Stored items
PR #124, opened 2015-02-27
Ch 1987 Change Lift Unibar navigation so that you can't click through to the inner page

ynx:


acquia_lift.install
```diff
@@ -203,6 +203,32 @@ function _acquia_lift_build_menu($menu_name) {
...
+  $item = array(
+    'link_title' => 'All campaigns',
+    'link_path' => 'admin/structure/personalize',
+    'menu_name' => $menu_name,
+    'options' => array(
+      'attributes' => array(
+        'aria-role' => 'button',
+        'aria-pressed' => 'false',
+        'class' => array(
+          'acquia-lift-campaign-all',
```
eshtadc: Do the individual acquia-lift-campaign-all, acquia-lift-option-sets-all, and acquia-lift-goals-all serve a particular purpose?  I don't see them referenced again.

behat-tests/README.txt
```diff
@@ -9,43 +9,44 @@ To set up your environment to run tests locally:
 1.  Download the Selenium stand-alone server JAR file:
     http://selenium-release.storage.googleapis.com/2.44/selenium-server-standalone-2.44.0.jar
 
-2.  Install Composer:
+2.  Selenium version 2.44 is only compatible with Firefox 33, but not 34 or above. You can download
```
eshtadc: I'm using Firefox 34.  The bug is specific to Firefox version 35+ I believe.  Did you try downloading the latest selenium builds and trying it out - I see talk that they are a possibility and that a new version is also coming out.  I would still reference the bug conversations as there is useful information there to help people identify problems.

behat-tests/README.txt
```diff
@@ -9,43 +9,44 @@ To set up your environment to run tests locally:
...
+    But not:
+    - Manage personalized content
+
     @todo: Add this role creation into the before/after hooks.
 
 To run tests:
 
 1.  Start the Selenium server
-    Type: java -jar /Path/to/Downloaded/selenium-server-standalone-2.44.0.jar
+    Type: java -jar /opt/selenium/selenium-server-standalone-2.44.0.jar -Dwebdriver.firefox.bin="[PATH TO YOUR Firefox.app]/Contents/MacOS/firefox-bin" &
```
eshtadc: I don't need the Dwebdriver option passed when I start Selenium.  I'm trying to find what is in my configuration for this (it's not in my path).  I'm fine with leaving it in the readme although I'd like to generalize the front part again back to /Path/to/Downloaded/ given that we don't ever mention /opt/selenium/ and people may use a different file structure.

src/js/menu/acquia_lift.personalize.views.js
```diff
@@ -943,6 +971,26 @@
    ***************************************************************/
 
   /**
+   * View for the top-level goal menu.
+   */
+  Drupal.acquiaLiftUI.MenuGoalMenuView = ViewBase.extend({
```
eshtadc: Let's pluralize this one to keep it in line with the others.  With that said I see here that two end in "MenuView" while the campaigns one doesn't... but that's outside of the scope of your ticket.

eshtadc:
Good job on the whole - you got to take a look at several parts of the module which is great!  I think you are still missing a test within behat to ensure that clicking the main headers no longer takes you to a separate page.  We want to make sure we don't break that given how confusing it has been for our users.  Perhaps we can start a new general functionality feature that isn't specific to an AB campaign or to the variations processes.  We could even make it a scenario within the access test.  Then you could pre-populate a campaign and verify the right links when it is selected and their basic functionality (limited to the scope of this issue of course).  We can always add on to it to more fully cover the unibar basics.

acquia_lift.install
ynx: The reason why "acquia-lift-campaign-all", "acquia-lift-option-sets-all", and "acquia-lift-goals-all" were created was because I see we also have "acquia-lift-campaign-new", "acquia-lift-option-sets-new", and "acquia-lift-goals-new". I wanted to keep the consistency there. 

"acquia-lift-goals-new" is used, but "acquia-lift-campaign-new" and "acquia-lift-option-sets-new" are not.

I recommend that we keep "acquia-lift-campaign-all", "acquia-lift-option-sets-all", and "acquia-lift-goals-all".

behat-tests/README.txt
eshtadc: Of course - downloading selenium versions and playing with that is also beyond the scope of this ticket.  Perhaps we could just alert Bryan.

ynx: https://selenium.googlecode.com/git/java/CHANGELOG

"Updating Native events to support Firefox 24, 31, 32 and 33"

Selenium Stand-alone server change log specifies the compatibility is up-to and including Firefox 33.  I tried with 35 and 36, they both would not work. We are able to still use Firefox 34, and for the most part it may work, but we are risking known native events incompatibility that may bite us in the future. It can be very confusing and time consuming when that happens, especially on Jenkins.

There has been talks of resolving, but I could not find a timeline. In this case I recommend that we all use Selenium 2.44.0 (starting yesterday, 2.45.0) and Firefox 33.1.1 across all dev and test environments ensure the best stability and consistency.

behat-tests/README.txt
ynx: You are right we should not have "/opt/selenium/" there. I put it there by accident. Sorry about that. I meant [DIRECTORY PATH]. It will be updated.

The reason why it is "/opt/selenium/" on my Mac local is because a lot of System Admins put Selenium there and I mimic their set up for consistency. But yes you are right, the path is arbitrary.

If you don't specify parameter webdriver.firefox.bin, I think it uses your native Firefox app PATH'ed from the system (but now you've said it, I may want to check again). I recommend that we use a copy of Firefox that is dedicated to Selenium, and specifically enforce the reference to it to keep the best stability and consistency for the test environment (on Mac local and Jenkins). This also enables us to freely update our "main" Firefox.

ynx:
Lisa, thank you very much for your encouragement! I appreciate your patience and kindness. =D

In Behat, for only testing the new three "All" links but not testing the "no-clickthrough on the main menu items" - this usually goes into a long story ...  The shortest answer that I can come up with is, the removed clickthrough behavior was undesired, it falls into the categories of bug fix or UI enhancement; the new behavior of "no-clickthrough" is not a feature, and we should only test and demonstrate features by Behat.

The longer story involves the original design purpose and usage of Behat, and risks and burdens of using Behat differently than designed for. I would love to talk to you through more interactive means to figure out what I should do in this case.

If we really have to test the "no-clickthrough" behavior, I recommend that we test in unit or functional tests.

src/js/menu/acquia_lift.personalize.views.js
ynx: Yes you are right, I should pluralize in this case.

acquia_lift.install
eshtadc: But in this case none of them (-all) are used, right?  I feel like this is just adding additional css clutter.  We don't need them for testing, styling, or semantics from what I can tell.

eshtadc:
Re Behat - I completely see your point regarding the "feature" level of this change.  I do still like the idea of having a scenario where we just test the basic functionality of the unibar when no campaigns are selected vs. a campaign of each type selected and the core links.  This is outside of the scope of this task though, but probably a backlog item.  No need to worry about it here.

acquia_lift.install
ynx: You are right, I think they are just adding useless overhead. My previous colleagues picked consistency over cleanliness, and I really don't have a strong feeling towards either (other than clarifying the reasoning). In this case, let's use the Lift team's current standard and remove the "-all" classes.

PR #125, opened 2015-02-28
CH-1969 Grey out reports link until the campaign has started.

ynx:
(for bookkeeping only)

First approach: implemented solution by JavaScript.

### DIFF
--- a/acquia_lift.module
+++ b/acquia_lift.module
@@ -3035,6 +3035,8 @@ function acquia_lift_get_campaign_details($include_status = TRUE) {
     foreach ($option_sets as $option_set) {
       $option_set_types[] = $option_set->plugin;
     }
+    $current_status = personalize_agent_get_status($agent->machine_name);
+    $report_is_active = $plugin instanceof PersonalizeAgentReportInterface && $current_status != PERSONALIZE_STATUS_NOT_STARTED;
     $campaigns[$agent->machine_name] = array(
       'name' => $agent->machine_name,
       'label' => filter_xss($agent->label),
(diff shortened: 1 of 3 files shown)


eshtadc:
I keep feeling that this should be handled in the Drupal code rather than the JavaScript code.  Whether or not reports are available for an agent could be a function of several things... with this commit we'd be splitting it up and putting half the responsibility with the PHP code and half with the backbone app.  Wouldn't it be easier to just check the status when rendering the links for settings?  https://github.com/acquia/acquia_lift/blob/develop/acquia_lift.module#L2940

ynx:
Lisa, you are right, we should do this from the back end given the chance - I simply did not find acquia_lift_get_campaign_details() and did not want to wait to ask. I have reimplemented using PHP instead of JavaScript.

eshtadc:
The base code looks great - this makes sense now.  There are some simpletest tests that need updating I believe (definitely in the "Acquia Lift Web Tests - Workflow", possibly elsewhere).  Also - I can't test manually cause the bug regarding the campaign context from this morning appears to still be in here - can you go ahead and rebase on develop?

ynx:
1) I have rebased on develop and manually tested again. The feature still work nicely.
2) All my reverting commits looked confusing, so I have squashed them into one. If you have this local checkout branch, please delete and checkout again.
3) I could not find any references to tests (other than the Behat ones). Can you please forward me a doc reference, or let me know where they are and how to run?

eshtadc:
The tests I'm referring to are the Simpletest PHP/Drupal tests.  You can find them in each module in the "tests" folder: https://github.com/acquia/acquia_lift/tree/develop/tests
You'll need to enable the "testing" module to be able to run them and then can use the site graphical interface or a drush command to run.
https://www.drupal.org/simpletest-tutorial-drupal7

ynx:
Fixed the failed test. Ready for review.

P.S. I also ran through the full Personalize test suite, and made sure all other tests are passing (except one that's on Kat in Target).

Work instructions
Pull out every line in the data above that has the word "level".

Output below
+   * View for the top-level goal menu.
Re Behat - I completely see your point regarding the "feature" level of this change.  I do still like the idea of having a scenario where we just test the basic functionality of the unibar when no campaigns are selected vs. a campaign of each type selected and the core links.  This is outside of the scope of this task though, but probably a backlog item.  No need to worry about it here.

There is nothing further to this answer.